2.  **Write `BLEInterface` Unit Tests:**
    *   Write `pytest` tests that initialize `BLEInterface` with the `MockBLEDriver`.
    *   **Test Case 1: Fragmentation.** Call `BLEInterface.process_outgoing()` with a large packet. Assert that the `mock_driver.send()` method was called multiple times with correctly fragmented data (correct headers, sequence numbers, etc.).
    *   **Test Case 2: Reassembly.** Have the `mock_driver` call the `on_data_received` callback with a sequence of fragments. Assert that `BLEInterface` correctly reassembles them and passes the complete packet to `RNS.Transport.inbound`.
    *   **Test Case 3: Peer Lifecycle.** Simulate device discovery, connection, and disconnection events from the mock driver and assert that `BLEInterface` creates and destroys its internal peer representations correctly.

### Tier 2: Integration Testing (Driver Level)

This tier tests your actual `BleakDriver` implementation against real hardware.

1.  **Create Test Scripts:** Write simple Python scripts that use *only* the `BleakDriver`.
2.  **Setup:** You will need two machines with Bluetooth, or one machine and your Columba app on an Android device.
3.  **Test Cases:**
    *   **Scanning Test:** Run a script that starts the driver and prints discovered devices. Verify that it finds your other test device.
    *   **Connection Test:** Write a script to connect to the test device. Verify that the `on_device_connected` callback fires and that `driver.connected_peers` is updated.
    *   **Data I/O Test:** After connecting, use `driver.send()` to send a simple "hello world" byte string. On the other device, verify that the bytes are received correctly. Test this in both directions.

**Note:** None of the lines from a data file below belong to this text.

Issue #2869, opened 2022-07-05
Complexities Around Stream Start via StreamSend Racing with Connection Close


nibanks:
### Describe the bug

When you call `StreamStart` and the connection is closed before that (async) API calls is processed, then you end up with the "start" being aborted, and you get a `QUIC_STREAM_EVENT_START_COMPLETE` event with the `QUIC_STATUS_ABORTED` status. If you pass `QUIC_STREAM_START_FLAG_SHUTDOWN_ON_FAIL` to `StreamStart` then you will also get a `QUIC_STREAM_EVENT_SHUTDOWN_COMPLETE` event.

When you pass the `QUIC_SEND_FLAG_START` flag to `StreamSend` to (async) start the stream along with the send call, but the connection is closed before that, none of the above happen.

This makes it impossible to write good clean up code for this edge condition if you want to eliminate the `StreamStart` call and just use `StreamSend`. Two thoughts on this:

1. Aborting a `StreamSend` operation with the `QUIC_SEND_FLAG_START` flag should trigger the same aborted `QUIC_STREAM_EVENT_START_COMPLETE` event, as if you called `StreamStart`.
2. I _think_ we should also treat it as if the `QUIC_STREAM_START_FLAG_SHUTDOWN_ON_FAIL` version of `StreamStart` was called and trigger the `QUIC_STREAM_EVENT_SHUTDOWN_COMPLETE` event too. It doesn't make sense not to do this IMO.

A bigger question I have though, is should `QUIC_STREAM_START_FLAG_SHUTDOWN_ON_FAIL` really be a thing at all, and not just the default behavior?

### Affected OS

- [X] All
- [ ] Windows Server 2022
- [ ] Windows 11, version 22H2
- [ ] Windows 11, version 21H2
- [ ] Windows Insider Preview (specify affected build below)
- [ ] Ubuntu
- [ ] Debian
- [ ] Other (specify below)

### MsQuic version

main

### Steps taken to reproduce bug

See description.

### Expected behavior

See description.

### Actual outcome

See description.

PR #2870, opened 2022-07-06
Indicate Stream Start Abort Event from Send Start

nibanks:
## Description

For #2869. Updates the send abort logic to indicate a start abort if the send has a start flag.

## Testing

Added new test.

## Documentation

N/A

### DIFF
--- a/src/core/stream_send.c
+++ b/src/core/stream_send.c
@@ -378,6 +378,10 @@ QuicStreamCompleteSendRequest(
             !(Stream->SendBufferBookmark->Flags & QUIC_SEND_FLAG_BUFFERED));
     }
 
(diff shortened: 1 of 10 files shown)


src/core/stream_send.c
```diff
@@ -378,6 +378,10 @@ QuicStreamCompleteSendRequest(
             !(Stream->SendBufferBookmark->Flags & QUIC_SEND_FLAG_BUFFERED));
     }
 
+    if (SendRequest->Flags & QUIC_SEND_FLAG_START && !Stream->Flags.Started) {
```
nibanks, line 381: We probably need to de-dup multiple send calls with the `QUIC_SEND_FLAG_START` flag.

PR #4726, opened 2024-12-31
CMake: Force openssl QUIC_TLS on non-Windows

dg0yt:
## Description

On Windows, `QUIC_TLS` can be "schannel" or "openssl". For non-Windows targets, `openssl` is the only valid value. By marking the cache variable as `INTERNAL`, this value is [enforced](https://cmake.org/cmake/help/v3.20/command/set.html#set-cache-entry) (regardless of user input), and a false impression of choice is avoided.

## Testing

No change.

## Documentation

No change.  
Related: https://github.com/microsoft/msquic/blob/main/docs/Platforms.md.

### DIFF
--- a/CMakeLists.txt
+++ b/CMakeLists.txt
@@ -76,7 +76,7 @@ enable_testing()
 if (WIN32)
     set(QUIC_TLS "schannel" CACHE STRING "TLS Library to use")
 else()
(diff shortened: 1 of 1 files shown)


dg0yt:
Igore, there is "openssl", and there is "openssl3".

PR #4737, opened 2025-01-05
Provide namespaced CMake targets

dg0yt:
## Description

Projects (e.g. msh3) that use CMake targets from dependencies (here: msquic) should use namespaced target names from those dependencies. This enables CMake to recognize the intention to use a target, not a library name. CMake can report a missing target definition early (at generation time), instead of creating linker instruction which may fail at build time.

msquic already added namespace `msquic::` to the exported CMake config. However, this should be complemented with `msquic::` `ALIAS` targets inside the build, for reverse dependencies which integrate msquic via `add_subdirectory`. This PR adds the missing targets.

In addition the PR shortens the exported name of `msquic_platform` to `msquic::platform`.

The `msquic::base_link` alias is added for use in msh3. (This nicely illustrate how the namespace clarifies the origin of `base_link`.)

## Testing

Covered by src/platform/unittest/external/CMakeLists.txt.

~The msquic/msh3 integration with namespaced targets is tested in https://github.com/microsoft/vcpkg/pull/43018/files, with a DLL build of msquic passed to msh3 via CMake config.~(Blocked.)

## Documentation

No change due to lack of specific CMake usage documentation.
(vcpkg prints an generated hint which will need to be reduced to linking `msquic::msquic`.)

### DIFF
--- a/src/bin/CMakeLists.txt
+++ b/src/bin/CMakeLists.txt
@@ -11,6 +11,7 @@ endif()
 
 if(BUILD_SHARED_LIBS)
     add_library(msquic SHARED ${SOURCES})
+    add_library(msquic::msquic ALIAS msquic)
     target_include_directories(msquic PUBLIC $<INSTALL_INTERFACE:include>)
     target_link_libraries(msquic PRIVATE core msquic_platform inc warnings logging base_link main_binary_link_args)
     set_target_properties(msquic PROPERTIES OUTPUT_NAME ${QUIC_LIBRARY_NAME})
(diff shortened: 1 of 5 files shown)


nibanks (approved):

dg0yt:
This PR should be good, but the integration in vcpkg cannot complete, https://github.com/nibanks/msh3/issues/235#issuecomment-2571663870.

nibanks:
CI is failing

nibanks (approved):

PR #4740, opened 2025-01-08
[Expose TTL Follow up PR] move version logic to platform_xyz instead of datapath

ProjectsByJackHe:
## Description

There was some additional feedback from https://github.com/microsoft/msquic/pull/4602

The biggest one being that we have the version fetching logic in a bunch of different places, let's instead standardize it in the CX_PLATFORM global object so subroutines can just reference it.

## Testing

CI

## Documentation

No.

### DIFF
--- a/src/platform/datapath_winkernel.c
+++ b/src/platform/datapath_winkernel.c
@@ -600,24 +600,9 @@ CxPlatDataPathQuerySockoptSupport(
 
     } while (FALSE);
 
-    do {
-        RTL_OSVERSIONINFOW osInfo;
-        RtlZeroMemory(&osInfo, sizeof(osInfo));
-        osInfo.dwOSVersionInfoSize = sizeof(osInfo);
-        NTSTATUS status = RtlGetVersion(&osInfo);
-        if (NT_SUCCESS(status)) {
-            DWORD BuildNumber = osInfo.dwBuildNumber;
-            //
-            // Some USO/URO bug blocks TTL feature support on Windows Server 2022.
-            //
-            if (BuildNumber == 20348) {
-                break;
-            }
-        } else {
-            break;
-        }
+    if (CxPlatform.dwBuildNumber != 20348)
         Datapath->Features |= CXPLAT_DATAPATH_FEATURE_TTL;
-    } while (FALSE);
+    }
 
 Error:
 
--- a/src/platform/datapath_winkernel.c
+++ b/src/platform/datapath_winkernel.c
@@ -600,6 +600,9 @@ CxPlatDataPathQuerySockoptSupport(
 
     } while (FALSE);
 
+    //
+    // Some USO/URO bug blocks TTL feature support on Windows Server 2022.
+    //
     if (CxPlatform.dwBuildNumber != 20348) {
         Datapath->Features |= CXPLAT_DATAPATH_FEATURE_TTL;
     }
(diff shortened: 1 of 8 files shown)


src/platform/datapath_winuser.c
```diff
@@ -706,27 +700,8 @@ CxPlatDataPathQuerySockoptSupport(
...
-    //
-    HMODULE NtDllHandle = LoadLibraryA("ntdll.dll");
-    if (NtDllHandle) {
-        FuncRtlGetVersion VersionFunc = (FuncRtlGetVersion)GetProcAddress(NtDllHandle, "RtlGetVersion");
-        if (VersionFunc) {
-            RTL_OSVERSIONINFOW VersionInfo = {0};
-            VersionInfo.dwOSVersionInfoSize = sizeof(VersionInfo);
-            if ((*VersionFunc)(&VersionInfo) == 0) {
-                //
-                // Some USO/URO bug blocks TTL feature support on Windows Server 2022.
```
guhetier, line 722: I think this comment (or an improved version of it) should be kept.
Otherwise, 20348 is just a magic number and soon, nobody will know why TTL is disabled on that build.

src/platform/datapath_winkernel.c
```diff
@@ -600,24 +600,9 @@ CxPlatDataPathQuerySockoptSupport(
...
 
-    do {
-        RTL_OSVERSIONINFOW osInfo;
-        RtlZeroMemory(&osInfo, sizeof(osInfo));
-        osInfo.dwOSVersionInfoSize = sizeof(osInfo);
-        NTSTATUS status = RtlGetVersion(&osInfo);
-        if (NT_SUCCESS(status)) {
-            DWORD BuildNumber = osInfo.dwBuildNumber;
-            //
-            // Some USO/URO bug blocks TTL feature support on Windows Server 2022.
```
guhetier, line 611: Same remark here for the comment.

src/platform/datapath_winuser.c
ProjectsByJackHe: Agreed, I will add back those comments in the next iteration.

src/platform/datapath_winkernel.c
ProjectsByJackHe: Agreed, I will add back those comments in the next iteration.

src/platform/platform_winkernel.c
```diff
@@ -120,6 +120,17 @@ CxPlatInitialize(
...
 
+    RTL_OSVERSIONINFOW osInfo;
+    RtlZeroMemory(&osInfo, sizeof(osInfo));
+    osInfo.dwOSVersionInfoSize = sizeof(osInfo);
+    NTSTATUS status = RtlGetVersion(&osInfo);
+    if (NT_SUCCESS(status)) {
+        DWORD BuildNumber = osInfo.dwBuildNumber;
+        CxPlatform.dwBuildNumber = BuildNumber;
+    } else {
+        CXPLAT_DBG_ASSERT(FALSE); // TODO: Is the assert here enough or is there an appropritae QUIC_STATUS we return?
```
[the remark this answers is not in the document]
ProjectsByJackHe: Yeah, this is inside the Init routine, and so if these steps fail, I am not sure if we should fail the entire routine, or silently tell the caller through QUIC_STATUS that we weren't able to fetch the version info. 

My bias is if we couldn't fetch from NTDLL for some reason, then something else is completely broken and we should not be silent about it.

nibanks (approved):

PR #4756, opened 2025-01-20
Rust: Migrate to use ffi QUIC_API_TABLE

youyuanwu:
## Description
This is the beginning of a series of PRs to migrate from manually written code to use auto generated Rust ffi bindings, and make Rust APIs safe in default, and handles ffi internally in the crate.

This PR changes the following:
* Migrate to use ffi QUIC_API_TABLE from manually written ApiTable.
* Change Error::from_u32 and Error::ok to Error::ok_from_raw for dedicated error conversion from ffi function returns.
* Reorganize apis like get_param, set_param and simplify other apis built on top of them.
* Refactor the static api table initialization.
* Add unified raw handle functions for all wrapper handle types. All wrappers support from_raw(HQUIC), into_raw()->HQUIC, as_raw()->HQUIC, close() and Drop. This allows user to use unsafe ffi apis directly.
* Refactored the test code into test mod under test cfg section.
* Removed types that are no longer needed or replaced by ffi mod.

The migration process will break the compatibility of the APIs but this is ok as msquic rust crate is experimental.

## Testing
Existing rust test.
More tests will be added once we establish the Rust safe APIs.

## Documentation
NA

### DIFF
--- a/src/lib.rs
+++ b/src/lib.rs
@@ -1532,7 +1532,7 @@ impl Connection {
         }
     }
 
-    pub fn get_stats(&self) -> QuicStatistics {
+    pub fn get_stats(&self) -> Result<QuicStatistics, Error> {
         let mut stat_buffer: [u8; std::mem::size_of::<QuicStatistics>()] =
             [0; std::mem::size_of::<QuicStatistics>()];
         let stat_size_mut = std::mem::size_of::<QuicStatistics>();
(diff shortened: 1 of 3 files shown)


src/lib.rs
```diff
@@ -1571,14 +1537,14 @@ impl Connection {
...
                 self.handle,
                 PARAM_CONN_STATISTICS,
                 (&stat_size_mut) as *const usize as *const u32 as *mut u32,
-                stat_buffer.as_mut_ptr() as *const c_void,
+                stat_buffer.as_mut_ptr() as *mut c_void,
             )
-        };
-
+        }
+        .expect("fail to get stats");
```
guhetier, line 1547: For `get_perf`, you chose to return an error, while you assert here.
Is there a reason for the difference? Or should we be consistent?

guhetier:
Thanks for following up on the error type! :)

src/lib.rs
youyuanwu: The original API does not return error so I kept the same. It maybe infallible? Or I can change it.

src/lib.rs
```diff
@@ -1822,172 +1815,175 @@ impl Stream {
...
+
+    extern "C" fn test_stream_callback(
+        stream: HQUIC,
+        _context: *mut c_void,
+        event: &StreamEvent,
+    ) -> u32 {
+        match event.event_type {
+            crate::STREAM_EVENT_START_COMPLETE => {
+                println!("Stream start complete 0x{:x}", unsafe {
+                    event.payload.start_complete.status
```
nibanks, line 1905: Not specific to this PR, but why is accessing `event.payload.start_complete.status` considered _unsafe_?

src/lib.rs
youyuanwu: Made all of them return Result.

src/lib.rs
youyuanwu: payload is a union type. Rust union is for ffi only (without metadata), and the compiler has no way to check if the access is safe. However, Rust enum has metadata embedded in it so enum is safe. I have another branch that does the union to enum conversion (in unsafe code).

nibanks (approved):

youyuanwu:
Need to reopen PR to retry CI.

PR #4757, opened 2025-01-21
Add support for setting TypeOfService/TrafficClass on connections

### LINKED ISSUE #4767: Support Specifying DSCP for QUIC Connections

For certain scenarios, it's advantageous for the application to configure the DCSP to indicate to the network that this connection should either be prioritized or deprioritized.

### Proposed solution

We need to expose a parameter to set the DSCP value for a connection.

### Additional context

_No response_

anrossi:
## Description

Resolves #4767. Add support for applications to set the Type of Service/Traffic Class field all traffic sent from a connection.

## Testing

Updated

## Documentation

Updated the settings document with the new get/set param.


src/platform/datapath_winkernel.c
```diff
@@ -1552,6 +1600,47 @@ SocketCreateUdp(
         }
     }
 
+    if ((Datapath->Features & CXPLAT_DATAPATH_FEATURE_TYPE_OF_SERVICE) &&
+        Config->TypeOfService != 0) {
+        Option = Config->TypeOfService;
+        Status =
+            CxPlatDataPathSetControlSocket(
```
nibanks, line 1607: We're going to have to use ancillary data instead, because of the server side. Server side shares the socket and some datagrams will be different traffic class.

src/core/connection.c
```diff
@@ -7207,27 +7228,55 @@ QuicConnParamGet(
...
+
         //
         // Tell app how much buffer we copied.
         //
         *BufferLength = Connection->OrigDestCID->Length;
+
+        Status = QUIC_STATUS_SUCCESS;
+        break;
+
+     case QUIC_PARAM_CONN_DSCP:
```
anrossi, line 7261: Should GetParam return the last-set DSCP value, or the most recently received DSCP value?
Or should getting the received DSCP value be a separate, get-only param?

src/platform/datapath_winkernel.c
```diff
@@ -2923,6 +2973,18 @@ SocketSend(
         *(PINT)WSA_CMSG_DATA(CMsg) = SendData->ECN;
     }
 
+    if (Binding->Datapath->Features & CXPLAT_DATAPATH_FEATURE_DSCP) {
+        CMsg = (PWSACMSGHDR)&CMsgBuffer[CMsgLen];
+        CMsgLen += WSA_CMSG_SPACE(sizeof(INT));
+        CMsg->cmsg_level =
+            Route->LocalAddress.si_family == QUIC_ADDRESS_FAMILY_INET ?
```
anrossi, line 2980: LocalAddress might be the wrong address to use; if trying to send to an IPv4 address using a dual-mode socket, you need to set the IPv4 IP_TOS, instead of the IPV6_TCLASS

src/core/binding.c
```diff
@@ -803,7 +803,7 @@ QuicBindingProcessStatelessOperation(
         Binding,
         OperationType);
 
-    CXPLAT_SEND_CONFIG SendConfig = { RecvPacket->Route, 0, CXPLAT_ECN_NON_ECT, 0 };
+    CXPLAT_SEND_CONFIG SendConfig = { RecvPacket->Route, 0, CXPLAT_ECN_NON_ECT, 0, 0 };
```
nibanks, line 806: Should we have a `#define` for zero here instead of using a magic number?

src/core/connection.c
```diff
@@ -6623,6 +6623,27 @@ QuicConnParamSet(
         return QUIC_STATUS_SUCCESS;
     }
 
+    case QUIC_PARAM_CONN_DSCP:
+    {
```
nibanks, line 6627:
```suggestion
    case QUIC_PARAM_CONN_DSCP: {

```

src/core/connection.c
```diff
@@ -6623,6 +6623,27 @@ QuicConnParamSet(
...
+        if (BufferLength != sizeof(uint8_t) || Buffer == NULL) {
+            Status = QUIC_STATUS_INVALID_PARAMETER;
+            break;
+        }
+
+        uint8_t DSCP = 0;
+        CxPlatCopyMemory(&DSCP, Buffer, BufferLength);
```
nibanks, line 6634: Simplify?
```suggestion
        uint8_t DSCP = *Buffer;
```

src/core/connection.c
nibanks: It's probably better to support querying the last value set by the app. So, then we would need two parameters, one for send and one (get-only) for receive. But let's save receive for a future PR?

src/inc/msquic.h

### Tier 3: End-to-End Testing (Full Stack)

This is the final validation, testing the entire refactored application.

1.  **Run Full Application:** Start the full Reticulum application on two Linux machines using the refactored code.
2.  **Test Cases:**
    *   **Announce Exchange:** Verify that the two nodes discover each other and exchange announces. Check the logs for successful path discovery.
    *   **LXMF Message Transfer:** Use a tool like `lxmf-send` or a simple script to send a message from one node to the other. Verify it is received.
    *   **Cross-Compatibility Test:** Test interoperability between a refactored pure Python node and your Columba Android application.

By following this guide and testing plan, you can confidently execute the refactor, resulting in a more robust, maintainable, and future-proof architecture for your project.